Although the data scientist came to prominence with the advent of big data, data science as a discipline is an age-old concept that incorporates a wide variety of ICT skills. And this is where data scientists find their place, by quickly bringing together the necessary skills and knowledge to produce information and insights that would result in value for a company.

Third reality: foundations

With that in mind, the third reality is the necessity of adequate infrastructure and maturity before hiring even one data scientist. No lucid executive should afford the expense of employing data scientists without first ensuring the fundamentals are sound.

[Data scientists] are so scarce that they are often referred to as unicorns.

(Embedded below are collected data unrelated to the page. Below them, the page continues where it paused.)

PR #1858, opened 2022-03-27
Add Annotation Feature

### LINKED ISSUE #898: Support image annotation
Example expected outcome:
image

For each comment/annotation, the author specifies:
* the location to which the arrow should point to (e.g., as percentage of distance along the x and y axes from the top left corner)
* text for the comment

Perhaps this can be a part of the `pic` component

ong6:

- [ ] Documentation update
- [ ] Bug fix
- [ ] Code maintenance
- [ ] Others, please explain:

Fixes #898

**Overview of changes:**

*Note that the implementation has changed completely after discussion with @damithc 

Added basic annotation feature into markbind with the idea of allowing users to add popovers and text to their existing images. Now works by making use of the existing floating-vue lib to help manage popovers over the image. Users will now specify the image to annotate then add child `<a-points>` to draw circles over the image which can function as markers for annotations. 

Example Code: 
```
<annotate src="https://www.researchgate.net/profile/Chaiwat-Sakul/publication/228949121/figure/fig2/AS:300654661783574@1448693065750/The-previous-square-root-circuit-1.png" alt="pic" eager type="point" width="500" >
  <a-point x="25%" y="30%" body="Lorem ipsum dolor sit amet" />
  <a-point x="50%" y="50%" label="1" size="50" header="Lorem ipsum"  body="Lorem ipsum dolor sit amet" legend="bottom" color="blue" opacity="0.1" size="100" />
</annotate>
```

Example Output:
image

The first `<a-point>` is the minimal template where an x, y and text body has to be entered. The second `<a-point>` showcases some of the changes users can make to the annotation.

There should be a data management strategy, good data quality, good data governance, a platform and architecture, and operational data processes. These outcomes rationally precede statistical and predictive analyses and the entirety of the interrogative and operational functions companies seek to perform with their data.

Fourth reality: toolbox

Thereafter, the fourth reality is that these people require a toolbox. They must have the analytical tools to perform data quality experiments and roll-outs as well as the statistical tools such as Statistical Package for the Social Sciences, the R programming language and software environment for statistical computing and graphics, PIG and general purpose Python programming languages for anywhere access and quick high-level programming, and MATLAB (Matrix Laboratory), which is useful for linear algebra, solving algebraic and differential equations, and numerical integration.

Larger South African organisations already, to some extent, have the foundation they require and even some of the skills to launch the data scientist function. Some have already acquired the requisite skilled personnel and have operational projects.

Many smaller companies, however, are gingerly dipping a toe into the waters, because they know and understand the business benefits. However, they do not know and understand what lies behind the façade of benefits, they do not have the resources to retain experienced people indefinitely, they do not have the fundamentals in place, and they struggle to grasp the scope of their intentions. These companies are not, however, to be left in the cold. The scarcity of skills has resulted in the acknowledged data consultancies investing in personnel to fill the breach.